**TASK DETAILS**
Only one stretch of the data below is wanted: the lines starting at the one with "This is one possible way to resolve #2018 ." and ending at the one with "(tracerSdkManagement != null)", both included, given again exactly.

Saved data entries
Issue #1997, opened 2020-11-04
Provide default implementations for SpanProcessor.shutdown and forceFlush


iNikem:
I think the majority of non-exporting span processors are going to just augment span attributes in `onStart`. For them these two methods don't make any sense and every author will be forced to copy-paste `return CompletableResultCode.ofSuccess()`. Can this be the default implementation?

Oberon00:
Makes sense. The default implementation of shutdown would call forceFlush and the default implementation of forceFlush would do nothing.

PR #2025, opened 2020-11-05
Provide default implementations for SpanProcessor.shutdown and forceFlush

dengliming:
closes [https://github.com/open-telemetry/opentelemetry-java/issues/1997](https://github.com/open-telemetry/opentelemetry-java/issues/1997)

### DIFF
--- a/sdk/tracing/src/main/java/io/opentelemetry/sdk/trace/SpanProcessor.java
+++ b/sdk/tracing/src/main/java/io/opentelemetry/sdk/trace/SpanProcessor.java
@@ -57,7 +57,7 @@ public interface SpanProcessor {
    * @return a {@link CompletableResultCode} which completes when shutdown is finished.
    */
   default CompletableResultCode shutdown() {
-    return CompletableResultCode.ofSuccess();
+    return forceFlush();
   }
 
   /**
--- a/sdk/tracing/src/main/java/io/opentelemetry/sdk/trace/SpanProcessor.java
+++ b/sdk/tracing/src/main/java/io/opentelemetry/sdk/trace/SpanProcessor.java
@@ -56,7 +56,9 @@ public interface SpanProcessor {
    *
    * @return a {@link CompletableResultCode} which completes when shutdown is finished.
    */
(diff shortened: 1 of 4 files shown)


anuraaga (approved):
Awesome, thanks!

sdk/tracing/src/main/java/io/opentelemetry/sdk/trace/SpanProcessor.java
```diff
@@ -56,13 +56,17 @@
    *
    * @return a {@link CompletableResultCode} which completes when shutdown is finished.
    */
-  CompletableResultCode shutdown();
+  default CompletableResultCode shutdown() {
+    return CompletableResultCode.ofSuccess();
```
Oberon00, line 60:
```suggestion
    return forceFlush();
```

Oberon00 (changes requested):

sdk/tracing/src/main/java/io/opentelemetry/sdk/trace/SpanProcessor.java
dengliming: Can you explain why do we need this? : ）

Oberon00: Because shutdown should normally ensure that everything is flushed. See https://github.com/open-telemetry/opentelemetry-specification/blob/master/specification/trace/sdk.md#shutdown-1

> Shutdown MUST include the effects of ForceFlush.

Oberon00 (approved):
Thanks!

sdk/tracing/src/main/java/io/opentelemetry/sdk/trace/SpanProcessor.java
dengliming: 👍 Thanks. fixed.

jkwatson (approved):
Thanks!

carlosalberto (approved):

Issue #2021, opened 2020-11-05
Latest proto version needed in 0.14.0 release


gcacace:
**Is your feature request related to a problem? Please describe.**
The change in https://github.com/open-telemetry/opentelemetry-java/commit/711efc3ed497df4d796421d004b389c4ff8e972e is needed for our use case and we would like to see this shipped in the next version of this package

**Describe the solution you'd like**
Bump-up to 0.14.0 and release to Maven Central

**Describe alternatives you've considered**
None. For our use case we need the new version in Maven Central

**Additional context**
This is required for a CloudWatch use case

jkwatson:
Hi @gcacace . We have just released 0.10.0. thanks!

gcacace:
Reopening as the new version is not in Maven Centra: https://mvnrepository.com/artifact/io.opentelemetry/opentelemetry-proto

bogdandrutu:
And does not have the proto change you need :)

gcacace:
Can we then reopen this issue please?

jkwatson:
We need to wait for a protobuf release before we will depend on it in the project. Otherwise we risk releases with non-released versions of the protobuf that won't be supported by anything.

shalk:
the commit open-telemetry/opentelemetry-proto@8ab21e9 which release in proto  v0.6.0   have released in 0.12.0 or later. ([see proto/build.gradle]( https://github.com/open-telemetry/opentelemetry-java/blob/v0.12.0/proto/build.gradle#L47)).

gcacace:
@bogdandrutu made the change to consume the latest proto package (see: https://github.com/open-telemetry/opentelemetry-java/commit/711efc3ed497df4d796421d004b389c4ff8e972e). Can someone release the new version of this Java package in Maven Central please?

jkwatson:
> @bogdandrutu made the change to consume the latest proto package (see: [711efc3](https://github.com/open-telemetry/opentelemetry-java/commit/711efc3ed497df4d796421d004b389c4ff8e972e)). Can someone release the new version of this Java package in Maven Central please?

This release has been incorporated into the main branch of the java project. It is currently available in snapshot builds. It'll get released on the normal release schedule, within a week or so.

@gcacace I will repeat what I've said before: if you have urgent dependencies on having java protobuf bindings in a more timely manner than what happens to be included in the java SDK, you should maintain your own build/publishing pipeline to manage this, and not rely on the larger java project artifacts.

[...]

PR #2027, opened 2020-11-05
Update proto to latest proto commit

bogdandrutu:
Related to https://github.com/open-telemetry/opentelemetry-java/issues/2021 


carlosalberto (approved):

arminru (approved):

jkwatson:
Wait! Is this a released version of the proto?

jkwatson (changes requested):
We should not use a non-released version of the proto

bogdandrutu:
@jkwatson do we?

jkwatson:
> @jkwatson do we?

I assert yes, we should only use released versions of the protobuf.

gcacace:
Can we please then do a release of proto and then another one for the java package?

jkwatson:
> Can we please then do a release of proto and then another one for the java package?

Can you explain why this is needed so urgently? We are on a 2 week release cycle now, and do not generally intend to release patch releases unless there is an urgent bugfix.

gcacace:
Because we need the new `DoubleSummary` data structure as per https://github.com/open-telemetry/opentelemetry-specification/issues/1146 and https://github.com/open-telemetry/opentelemetry-specification/issues/1145

jkwatson:
> Because we need the new `DoubleSummary` data structure as per [open-telemetry/opentelemetry-specification#1146](https://github.com/open-telemetry/opentelemetry-specification/issues/1146) and [open-telemetry/opentelemetry-specification#1145](https://github.com/open-telemetry/opentelemetry-specification/issues/1145)

What explains what you need, but not why it is so urgent that we would be forced to do a patch release.

jkwatson:
Also, just updating the protobuf won't mean that we're actually using the protobuf structures for anything. How is just updating the protobuf definitions going to help you at all?

gcacace:
Because we are using opentelemetry-proto as transport layer for our use case.

jkwatson:
> Because we are using opentelemetry-proto as transport layer for our use case.

So...let me understand. You're using the java repo's published generated protobuf classes for something other than use in the SDK? That does not sound like a reason for us to do an emergency patch release. If you need these protobuf classes for something outside the use in the SDK, I recommend setting up a project that will build and publish those for you, rather than depending on this project with just happens to publish them as a part of the release process.

jkwatson:
IMO, the correct solution to this problem is to have the protobuf repository publish various language bindings. Then, the opentelemetry-java project could depend on them like a normal library (rather than as a git submodule), and usages by other projects would be supported as well.

gcacace:
> IMO, the correct solution to this problem is to have the protobuf repository publish various language bindings. Then, the opentelemetry-java project could depend on them like a normal library (rather than as a git submodule), and usages by other projects would be supported as well.

Agree, since for our use case we only need the OT Protobuf per-language bindings.

anuraaga:
I agree that publishing stubs from the opentelemetry-proto repo would be ideal for contributor experience and version management.

I have sent https://github.com/open-telemetry/opentelemetry-proto/pull/231 as a proposal to start to make that happen.

For reference, I've done something similar on a previous project and it works pretty well https://github.com/infostellarinc/stellarstation-api

gcacace:
Would it be possible to create a new release of the proto with `DoubleSummary` support?

jkwatson:
> Would it be possible to create a new release of the proto with `DoubleSummary` support?

Please post that question in the proto repo, since it's not something the java folks control.

jkwatson:
closing this. when the proto project cuts a release, I'll be happy to update our dependency.

PR #2029, opened 2020-11-05
Require the OpenTelemetrySdk to have an instance of TracerSdkManagement configured

### LINKED ISSUE #2018: Setting custom TracerProvider breaks access to TracerSdkManagement
Adding the following test to `OpenTelemetrySdkTest` results in test failure:

```
  @Test
  void testTracerProviderAccess() {
    OpenTelemetrySdk openTelemetry = OpenTelemetrySdk.builder()
        .build();
    assertThat(openTelemetry.getTracerProvider()).isEqualTo(tracerProvider);
    assertThat(openTelemetry.getTracerManagement()).isNotNull();
  }
```

```
class io.opentelemetry.api.trace.TracerProvider$MockitoMock$1536679414 cannot be cast to class io.opentelemetry.sdk.OpenTelemetrySdk$ObfuscatedTracerProvider (io.opentelemetry.api.trace.TracerProvider$MockitoMock$1536679414 and io.opentelemetry.sdk.OpenTelemetrySdk$ObfuscatedTracerProvider are in unnamed module of loader 'app')
java.lang.ClassCastException: class io.opentelemetry.api.trace.TracerProvider$MockitoMock$1536679414 cannot be cast to class io.opentelemetry.sdk.OpenTelemetrySdk$ObfuscatedTracerProvider (io.opentelemetry.api.trace.TracerProvider$MockitoMock$1536679414 and io.opentelemetry.sdk.OpenTelemetrySdk$ObfuscatedTracerProvider are in unnamed module of loader 'app')
	at io.opentelemetry.sdk.OpenTelemetrySdk.getTracerManagement(OpenTelemetrySdk.java:116)
	at io.opentelemetry.sdk.OpenTelemetrySdkTest.testTracerProviderAccess(OpenTelemetrySdkTest.java:93)
```

It also breaks `testGlobalDefault` from the same class as it happens to run after the one above:

```
Trying to access global TracerSdkManagement but global TracerProvider is not an instance created by this SDK.
java.lang.IllegalStateException: Trying to access global TracerSdkManagement but global TracerProvider is not an instance created by this SDK.
	at io.opentelemetry.sdk.OpenTelemetrySdk.getGlobalTracerManagement(OpenTelemetrySdk.java:52)
	at io.opentelemetry.sdk.OpenTelemetrySdkTest.testGlobalDefault(OpenTelemetrySdkTest.java:36)
```

jkwatson:
And add an option to the builder to set one explicitly.

This is one possible way to resolve #2018 .

### DIFF
--- a/sdk/all/src/main/java/io/opentelemetry/sdk/OpenTelemetrySdk.java
+++ b/sdk/all/src/main/java/io/opentelemetry/sdk/OpenTelemetrySdk.java
@@ -74,7 +74,7 @@ public final class OpenTelemetrySdk implements OpenTelemetry {
   private static final AtomicBoolean INITIALIZED_GLOBAL = new AtomicBoolean();
 
   private final TracerProvider tracerProvider;
-  @Nullable private final TracerSdkManagement tracerSdkManagement;
+  private final TracerSdkManagement tracerSdkManagement;
   private final MeterProvider meterProvider;
   private final ContextPropagators contextPropagators;
 
@@ -83,7 +83,7 @@ public final class OpenTelemetrySdk implements OpenTelemetry {
 
   private OpenTelemetrySdk(
       TracerProvider tracerProvider,
-      @Nullable TracerSdkManagement tracerSdkManagement,
+      TracerSdkManagement tracerSdkManagement,
       MeterProvider meterProvider,
       ContextPropagators contextPropagators,
       Clock clock,
@@ -123,10 +123,7 @@ public final class OpenTelemetrySdk implements OpenTelemetry {
 
   /** Returns the {@link TracerSdkManagement} for this {@link OpenTelemetrySdk}. */
   public TracerSdkManagement getTracerManagement() {
-    if (tracerSdkManagement != null) {
-      return tracerSdkManagement;
-    }
-    return (TracerSdkProvider) ((ObfuscatedTracerProvider) tracerProvider).unobfuscate();
+    return tracerSdkManagement;
   }
 
   /** Returns a new {@link Builder} initialized with the values of this {@link OpenTelemetrySdk}. */
--- a/sdk/all/src/main/java/io/opentelemetry/sdk/OpenTelemetrySdk.java
+++ b/sdk/all/src/main/java/io/opentelemetry/sdk/OpenTelemetrySdk.java
@@ -47,13 +47,20 @@ public final class OpenTelemetrySdk implements OpenTelemetry {
 
   /** Returns the global {@link TracerSdkManagement}. */
   public static TracerSdkManagement getGlobalTracerManagement() {
-    TracerProvider tracerProvider = OpenTelemetry.get().getTracerProvider();
+    OpenTelemetry openTelemetry = OpenTelemetry.get();
+    if (openTelemetry instanceof OpenTelemetrySdk) {
+      return ((OpenTelemetrySdk) openTelemetry).tracerSdkManagement;
+    }
+    TracerProvider tracerProvider = openTelemetry.getTracerProvider();
+    if (tracerProvider instanceof TracerSdkManagement) {
+      return (TracerSdkManagement) tracerProvider;
+    }
     if (!(tracerProvider instanceof ObfuscatedTracerProvider)) {
       throw new IllegalStateException(
           "Trying to access global TracerSdkManagement but global TracerProvider is not an "
               + "instance created by this SDK.");
     }
-    return (TracerSdkProvider) ((ObfuscatedTracerProvider) tracerProvider).unobfuscate();
+    return (TracerSdkManagement) ((ObfuscatedTracerProvider) tracerProvider).unobfuscate();
   }
 
   /** Returns the global {@link MeterSdkProvider}. */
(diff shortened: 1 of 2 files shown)


sdk/all/src/main/java/io/opentelemetry/sdk/OpenTelemetrySdk.java
```diff
@@ -47,13 +47,20 @@ public static OpenTelemetrySdk get() {
...
+    OpenTelemetry openTelemetry = OpenTelemetry.get();
+    if (openTelemetry instanceof OpenTelemetrySdk) {
+      return ((OpenTelemetrySdk) openTelemetry).tracerSdkManagement;
+    }
+    TracerProvider tracerProvider = openTelemetry.getTracerProvider();
+    if (tracerProvider instanceof TracerSdkManagement) {
+      return (TracerSdkManagement) tracerProvider;
+    }
     if (!(tracerProvider instanceof ObfuscatedTracerProvider)) {
       throw new IllegalStateException(
```
anuraaga, line 59: Should we just return a no-op `TracerSdkManagement` instead of throwing an exception, perhaps with a debug log?

jkwatson: I'm not sure. Would that possibly hide problems and make it more confusing for people to debug if/when things weren't working?

sdk/all/src/test/java/io/opentelemetry/sdk/OpenTelemetrySdkTest.java
```diff
@@ -82,4 +85,15 @@ void testReconfigure() {
     assertThat(openTelemetry.getResource()).isEqualTo(resource);
     assertThat(openTelemetry.getClock()).isEqualTo(clock);
   }
+
+  @Test
+  void testTracerProviderAccess() {
+    OpenTelemetrySdk openTelemetry =
+        OpenTelemetrySdk.builder()
+            .setTracerProvider(tracerProvider)
+            .setTracerSdkManagement(tracerSdkManagement)
```
iNikem, line 94: What if I don't set `tracerSdkManagement` manually? Will this test fail?

sdk/all/src/main/java/io/opentelemetry/sdk/OpenTelemetrySdk.java
anuraaga: Setting a tracerprovider that isn't an SDK one seems pretty explicit so Just logging and retuning a no-op seems like a reasonable fallback for this incorrect usage I guess (incorrect usage being it's not allowed to call `getTracerManagement` if the registered provider is not an SDK tracer, either because it's default or custom).

sdk/all/src/main/java/io/opentelemetry/sdk/OpenTelemetrySdk.java
```diff
@@ -135,17 +145,39 @@ public Builder toBuilder() {
 
     private TracerProvider tracerProvider;
     private MeterProvider meterProvider;
+    private TracerSdkManagement tracerSdkManagement;
 
     /**
      * Sets the {@link TracerProvider} to use. This can be used to configure tracing settings by
-     * returning the instance created by a {@link TracerSdkProvider.Builder}.
+     * returning the instance created by a {@link TracerSdkProvider.Builder}. If the TracerProvider
```
iNikem, line 152: I think this is very confusing now. Why may `TracerProvider` want to implement `TracerSdkManagement`? The fact that `TracerSdkProvider` implements both of these interfaces is accidental(?) implementation detail.

And this still forces any user who wants to implement their own `TraceProvider` to think about `TracerSdkManagement`, which is not obvious. Btw, do we have any documentation/manual/example for implementing `TraceProvider`?

sdk/all/src/test/java/io/opentelemetry/sdk/OpenTelemetrySdkTest.java
jkwatson: it will, because you haven't fully built a valid SDK.

sdk/all/src/main/java/io/opentelemetry/sdk/OpenTelemetrySdk.java
jkwatson: I disagree, actually. What this requires is this: if you want to build a valid *`OpenTelemetrySdk`* (not `OpenTelemetry` in general), you have to provide something that implements the management interface. 

Every implementation of `OpenTelemetry` will have its own specific needs and requirements. The default SDK requires a management interface to be provided.

iNikem: Ok, but then if I want to change one of the `TracerProvider`/`TracerSdkManagement` I actually have to change both of them, correct? I cannot just call `setTracerProvider`, I have to call `setTracerSdkManagement`. So probably we should not have them both as separate methods? Instead have one method to set both.

jkwatson: If your TracerProvider happens to implement both, you can set them both with just the one method, but I do agree things are pretty messy right now. Other solutions are welcome!

jkwatson:
closing this in favor of #2069 as a better solution to this problem.

PR #2031, opened 2020-11-05
Revert "Add paths-ignore for PR Build (#2017)"

jkwatson:
This reverts commit 72c88b61

Unfortunately, this made it so doc-only PRs can never go green, because we require the builds to pass for PRs.


anuraaga (approved):
Oops, thanks

tylerbenson (approved):

PR #2034, opened 2020-11-06
Add coverage of exceptional cases (and some handling) to opentracer s…

anuraaga:
…him.

I think ocshim has brought our coverage threshold down below our target. Figured I'd hit some low-hanging fruit in otshim but a more stable approach will probably be to define lower thresholds for certain projects.


carlosalberto (approved):

opentracing-shim/src/main/java/io/opentelemetry/opentracingshim/SpanBuilderShim.java
```diff
@@ -136,6 +136,9 @@ public SpanBuilder withTag(String key, boolean value) {
 
   @Override
   public SpanBuilder withTag(String key, Number value) {
+    if (value == null) {
```
jkwatson, line 139: good catch!

jkwatson (approved):
Thanks!

PR #2035, opened 2020-11-06
Add AssertJ custom assertions for SpanData and ReadableAttributes.

anuraaga:
Still plenty that we can add, but here's some assertions to start with. 

Changelog
- Adds a testing helper with type-specific assertions for SpanData and ReadableAttributes based on AssertJ


sdk/testing/src/main/java/io/opentelemetry/sdk/testing/assertj/OpenTelemetryAssertions.java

**EXERCISE OUTPUT**
This is one possible way to resolve #2018 .

### DIFF
--- a/sdk/all/src/main/java/io/opentelemetry/sdk/OpenTelemetrySdk.java
+++ b/sdk/all/src/main/java/io/opentelemetry/sdk/OpenTelemetrySdk.java
@@ -74,7 +74,7 @@ public final class OpenTelemetrySdk implements OpenTelemetry {
   private static final AtomicBoolean INITIALIZED_GLOBAL = new AtomicBoolean();
 
   private final TracerProvider tracerProvider;
-  @Nullable private final TracerSdkManagement tracerSdkManagement;
+  private final TracerSdkManagement tracerSdkManagement;
   private final MeterProvider meterProvider;
   private final ContextPropagators contextPropagators;
 
@@ -83,7 +83,7 @@ public final class OpenTelemetrySdk implements OpenTelemetry {
 
   private OpenTelemetrySdk(
       TracerProvider tracerProvider,
-      @Nullable TracerSdkManagement tracerSdkManagement,
+      TracerSdkManagement tracerSdkManagement,
       MeterProvider meterProvider,
       ContextPropagators contextPropagators,
       Clock clock,
@@ -123,10 +123,7 @@ public final class OpenTelemetrySdk implements OpenTelemetry {
 
   /** Returns the {@link TracerSdkManagement} for this {@link OpenTelemetrySdk}. */
   public TracerSdkManagement getTracerManagement() {
-    if (tracerSdkManagement != null) {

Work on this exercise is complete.